At Penn State the forms are called not “course evaluations” but SRTEs: Student
Ratings of Teacher Effectiveness, though I doubt I am alone in believing the E
stands for Entertainment. In my last teaching job, now 20 years ago, I was
known to game the evaluation process, bringing cookies for the class on the
last day before passing out paper evaluation forms. In our modern age, however,
the assessment has gone online, so students are able to fill out the forms at
their convenience and administrators can get scores reported in days rather
than the months it took to code paper instruments.
At Penn State, the move toward paperless assessment has
coincided with a startling drop in the completion rate. Like some other
schools, we have an institute for the advancement of teaching skills. Upon
seeing the drop in SRTE completion, our center undertook a project to try to
improve compliance with the assessment. Note that these efforts do nothing to
improve pedagogy or understand why compliance is dropping; the focus on the
course assessment process is completely unrelated to helping students learn. Once
again, the tail is wagging the dog.
Example 5: Information technology has become the backbone of
most modern organizations. Grading the performance of the IS group, however, is
extremely difficult. In many IS shops, measuring system uptime is readily
quantifiable and usually scores in the high 90s. (For reference, 99.5% is a
great score on a test but in this context it means the system was down for
almost two full days a year.) What is much more difficult to measure, yet more
important to business performance, is whether the right applications were
running in the first place, how much inefficiency in the data center was
required to get the gaudy uptime number, or how good the data was that the
system delivered. Information quality is one of those metrics that is incredibly hard
(and sometimes embarrassing) to measure, hard to improve, and hard to justify
in terms of conventional ROI. Yet while it is, more often than not, truly
critical for business performance, information quality was not in years past a component
of a CIO’s performance plan. I’m told the situation is changing, although measuring
application portfolio management – how well IS gets the right tools into
production and the old ones retired – remains a challenge.

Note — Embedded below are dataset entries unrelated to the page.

PR #2555, opened 2026-06-10
feat: note the socket path in Pebble tracing spans

### LINKED ISSUE #1884: Tracing: note the container name in Pebble spans
Today, a charm would call:

```py
self._amf_container = self.unit.get_container(self._amf_container_name)
...
if not self._amf_container.can_connect(): ...
```

Which is:

```py
    def can_connect(self) -> bool:
        try:
            self._pebble.get_system_info()
        ...
```

Which is:

```py
    def get_system_info(self) -> SystemInfo:
        """Get system info."""
        with tracer.start_as_current_span('pebble get_system_info'):
            resp = self._request('GET', '/v1/system-info')
            return SystemInfo.from_dict(resp['result'])
```

Where neither `._request` nor `._request_raw` are instrumented.

This generates a tracing span.

Except we lost the container name in the process.

Which is fine for ~90% charms that have only one container, but must be clunky for those charms that have at least two.

tonyandrewmeyer:
The PR adds a `pebble.socket_path` attribute when creating tracing spans, so that each span includes which container it relates to (for example, executing a command in this specific container). If Pebble is not being used in a container, the path is still likely a useful data point if there is more than one Pebble involved.

Fixes #1884


tonyandrewmeyer:
This was the obvious way to do it, but it feels heavy for just getting the name into spans. We could possibly do it automatically (either let pebble ask for it, or make assumptions about the socket name, or just use the socket name and not the container). Or we could have an attribute on the client without changing the get_pebble method, or get/set methods on the client.

I'm going to think/experiment a bit more and talk this over with Ben next week.

tonyandrewmeyer:
Ben and I discussed this today over a call.

> This was the obvious way to do it, but it feels heavy for just getting the name into spans.

Ben didn't feel it was *too* heavy.

> We could possibly do it automatically (either let pebble ask for it, or make assumptions about the socket name, or just use the socket name and not the container).

Let's indeed see whether the socket name would work instead of passing a name through. Is this likely to be too long for an attribute in tracing systems?

If we don't use the socket name, then consider whether "name" is the right name, particularly outside of the Juju context (maybe even outside of container use).

ops/pebble.py
```diff
@@ -2241,6 +2242,10 @@ class Client:
     connection attempt to Pebble; used by ``urllib.request.OpenerDirector.open``. It's not for
     methods like :meth:`start_services` and :meth:`replan_services` mentioned above, and it's not
     for the command execution timeout defined in method :meth:`Client.exec`.
+
+    The ``socket_path`` is attached to every tracing span emitted by the client as the
+    ``pebble.socket_path`` attribute, which is useful for distinguishing spans in charms
```
tonyandrewmeyer:
```suggestion
    ``pebble.socket_path`` attribute, which is useful for distinguishing spans where multiple
```

ops/pebble.py
```diff
@@ -2241,6 +2242,10 @@ class Client:
...
+    with more than one container.
```
tonyandrewmeyer:
```suggestion
    pebble daemons are used.
```

tonyandrewmeyer:
I like this much more, and I think it provides what's needed. In the Juju context, the socket paths should be as consistent as the container names are, so you get the same information, and can manipulate strings if you want just the name.

I couldn't find any documented limits for the length of the attributes.

I'll try to test this against a real trace receiver.

tonyandrewmeyer:
Tested with Tempo/Grafana and seems fine:

IMG_5432

ops/pebble.py
```diff
@@ -2241,6 +2242,10 @@ class Client:
     connection attempt to Pebble; used by ``urllib.request.OpenerDirector.open``. It's not for
     methods like :meth:`start_services` and :meth:`replan_services` mentioned above, and it's not
     for the command execution timeout defined in method :meth:`Client.exec`.
+
+    The ``socket_path`` is attached to every tracing span emitted by the client as the
+    ``pebble.socket_path`` attribute, which is useful for distinguishing spans where multiple
+    pebble daemons are used.
```
dwilding: I had to read this a couple of times to fully get the point. How about this. Also pebble --> Pebble.

```suggestion
    ``socket_path`` is available as the ``pebble.socket_path`` attribute in every tracing span
    emitted by the client. This is useful for distinguishing spans where multiple Pebble daemons
    are used.
```

dwilding (approved):
Thanks 🙂 

This part of the PR description is a bit odd:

The five examples, along with many others from your own
experience, suggest two important lessons. First, more data will by definition
– thank you Claude Shannon – contain more noise. As Nassim Taleb notes in his
critique of uncritical big-data love, more data simply means more
cherry-picking (and not, Nate Silver would add, better hypothesis generation).
Second, in the domain of human management, incentive
structures remain hard to get right, so there will be more and more temptations
to let “numbers speak for themselves.” Such attitudes can emphasize the most readily
measured phenomena, often of activity rather than outcomes – web clicks are
easier to count than conversions; sales calls are easier to generate than
revenues; incoming SAT scores are easier to average than student loan debt or
job placement rates of the graduating class.
One would hope that getting the assessments right, even though it usually means
counting something that doesn’t look as good, should dictate
performance assessment. Given so much evidence from the worlds of medicine,
commerce, sports, the military (remember Robert McNamara's "kill ratios"?), and academia to the contrary, however, it would
appear that these games will forever be with us.